Please return all of the data exactly as written.

- [Stored data]
= = = = = = =

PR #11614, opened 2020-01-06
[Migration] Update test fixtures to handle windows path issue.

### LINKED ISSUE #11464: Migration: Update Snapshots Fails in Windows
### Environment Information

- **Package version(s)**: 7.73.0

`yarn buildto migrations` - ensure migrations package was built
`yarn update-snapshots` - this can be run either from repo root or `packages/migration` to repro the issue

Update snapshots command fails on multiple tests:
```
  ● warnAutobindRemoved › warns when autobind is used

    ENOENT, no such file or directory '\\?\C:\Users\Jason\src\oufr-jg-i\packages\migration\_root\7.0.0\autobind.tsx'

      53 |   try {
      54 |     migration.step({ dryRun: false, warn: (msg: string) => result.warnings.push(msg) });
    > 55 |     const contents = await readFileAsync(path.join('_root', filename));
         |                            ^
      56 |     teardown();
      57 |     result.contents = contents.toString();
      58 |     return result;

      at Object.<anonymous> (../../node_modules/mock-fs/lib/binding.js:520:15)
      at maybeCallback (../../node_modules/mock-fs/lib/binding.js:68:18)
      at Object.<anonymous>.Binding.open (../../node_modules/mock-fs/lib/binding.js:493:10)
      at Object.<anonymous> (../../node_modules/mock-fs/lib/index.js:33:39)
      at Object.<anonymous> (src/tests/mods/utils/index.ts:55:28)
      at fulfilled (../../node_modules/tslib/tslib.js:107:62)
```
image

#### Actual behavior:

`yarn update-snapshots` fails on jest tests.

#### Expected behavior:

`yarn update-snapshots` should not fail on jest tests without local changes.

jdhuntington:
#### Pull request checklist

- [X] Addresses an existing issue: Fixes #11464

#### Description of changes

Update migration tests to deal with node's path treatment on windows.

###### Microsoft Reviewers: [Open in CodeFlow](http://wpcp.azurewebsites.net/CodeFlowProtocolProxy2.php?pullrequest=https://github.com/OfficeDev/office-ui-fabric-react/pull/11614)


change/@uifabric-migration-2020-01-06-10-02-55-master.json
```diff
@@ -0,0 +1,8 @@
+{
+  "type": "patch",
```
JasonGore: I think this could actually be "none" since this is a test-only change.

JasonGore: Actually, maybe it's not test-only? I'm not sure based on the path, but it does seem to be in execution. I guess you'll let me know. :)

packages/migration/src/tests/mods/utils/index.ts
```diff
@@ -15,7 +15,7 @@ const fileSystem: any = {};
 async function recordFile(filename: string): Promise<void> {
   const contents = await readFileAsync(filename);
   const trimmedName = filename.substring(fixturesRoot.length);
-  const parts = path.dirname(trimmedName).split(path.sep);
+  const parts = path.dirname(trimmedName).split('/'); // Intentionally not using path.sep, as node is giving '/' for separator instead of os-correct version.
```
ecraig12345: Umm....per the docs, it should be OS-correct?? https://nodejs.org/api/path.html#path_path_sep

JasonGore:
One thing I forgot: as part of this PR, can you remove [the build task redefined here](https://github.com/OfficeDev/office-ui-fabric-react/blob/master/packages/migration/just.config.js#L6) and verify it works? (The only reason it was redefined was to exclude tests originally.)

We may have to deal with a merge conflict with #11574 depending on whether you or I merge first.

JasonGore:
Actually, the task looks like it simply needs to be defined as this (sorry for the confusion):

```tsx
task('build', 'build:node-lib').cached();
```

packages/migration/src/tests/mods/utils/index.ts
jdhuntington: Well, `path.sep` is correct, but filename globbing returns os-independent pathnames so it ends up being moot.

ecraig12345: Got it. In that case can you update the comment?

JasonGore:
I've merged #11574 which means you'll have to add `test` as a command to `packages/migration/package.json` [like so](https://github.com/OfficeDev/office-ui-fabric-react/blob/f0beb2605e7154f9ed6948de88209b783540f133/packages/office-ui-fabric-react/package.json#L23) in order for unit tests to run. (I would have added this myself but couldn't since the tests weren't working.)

= = = = = = =

- [Problem solution]
PR #11614, opened 2020-01-06
[Migration] Update test fixtures to handle windows path issue.

### LINKED ISSUE #11464: Migration: Update Snapshots Fails in Windows
### Environment Information

- **Package version(s)**: 7.73.0

`yarn buildto migrations` - ensure migrations package was built
`yarn update-snapshots` - this can be run either from repo root or `packages/migration` to repro the issue

Update snapshots command fails on multiple tests:
```
  ● warnAutobindRemoved › warns when autobind is used

    ENOENT, no such file or directory '\\?\C:\Users\Jason\src\oufr-jg-i\packages\migration\_root\7.0.0\autobind.tsx'

      53 |   try {
      54 |     migration.step({ dryRun: false, warn: (msg: string) => result.warnings.push(msg) });
    > 55 |     const contents = await readFileAsync(path.join('_root', filename));
         |                            ^
      56 |     teardown();
      57 |     result.contents = contents.toString();
      58 |     return result;

      at Object.<anonymous> (../../node_modules/mock-fs/lib/binding.js:520:15)
      at maybeCallback (../../node_modules/mock-fs/lib/binding.js:68:18)
      at Object.<anonymous>.Binding.open (../../node_modules/mock-fs/lib/binding.js:493:10)
      at Object.<anonymous> (../../node_modules/mock-fs/lib/index.js:33:39)
      at Object.<anonymous> (src/tests/mods/utils/index.ts:55:28)
      at fulfilled (../../node_modules/tslib/tslib.js:107:62)
```
image

#### Actual behavior:

`yarn update-snapshots` fails on jest tests.

#### Expected behavior:

`yarn update-snapshots` should not fail on jest tests without local changes.

jdhuntington:
#### Pull request checklist

- [X] Addresses an existing issue: Fixes #11464

#### Description of changes

Update migration tests to deal with node's path treatment on windows.

###### Microsoft Reviewers: [Open in CodeFlow](http://wpcp.azurewebsites.net/CodeFlowProtocolProxy2.php?pullrequest=https://github.com/OfficeDev/office-ui-fabric-react/pull/11614)


change/@uifabric-migration-2020-01-06-10-02-55-master.json
```diff
@@ -0,0 +1,8 @@
+{
+  "type": "patch",
```
JasonGore: I think this could actually be "none" since this is a test-only change.

JasonGore: Actually, maybe it's not test-only? I'm not sure based on the path, but it does seem to be in execution. I guess you'll let me know. :)

packages/migration/src/tests/mods/utils/index.ts
```diff
@@ -15,7 +15,7 @@ const fileSystem: any = {};
 async function recordFile(filename: string): Promise<void> {
   const contents = await readFileAsync(filename);
   const trimmedName = filename.substring(fixturesRoot.length);
-  const parts = path.dirname(trimmedName).split(path.sep);
+  const parts = path.dirname(trimmedName).split('/'); // Intentionally not using path.sep, as node is giving '/' for separator instead of os-correct version.
```
ecraig12345: Umm....per the docs, it should be OS-correct?? https://nodejs.org/api/path.html#path_path_sep

JasonGore:
One thing I forgot: as part of this PR, can you remove [the build task redefined here](https://github.com/OfficeDev/office-ui-fabric-react/blob/master/packages/migration/just.config.js#L6) and verify it works? (The only reason it was redefined was to exclude tests originally.)

We may have to deal with a merge conflict with #11574 depending on whether you or I merge first.

JasonGore:
Actually, the task looks like it simply needs to be defined as this (sorry for the confusion):

```tsx
task('build', 'build:node-lib').cached();
```

packages/migration/src/tests/mods/utils/index.ts
jdhuntington: Well, `path.sep` is correct, but filename globbing returns os-independent pathnames so it ends up being moot.

ecraig12345: Got it. In that case can you update the comment?

JasonGore:
I've merged #11574 which means you'll have to add `test` as a command to `packages/migration/package.json` [like so](https://github.com/OfficeDev/office-ui-fabric-react/blob/f0beb2605e7154f9ed6948de88209b783540f133/packages/office-ui-fabric-react/package.json#L23) in order for unit tests to run. (I would have added this myself but couldn't since the tests weren't working.)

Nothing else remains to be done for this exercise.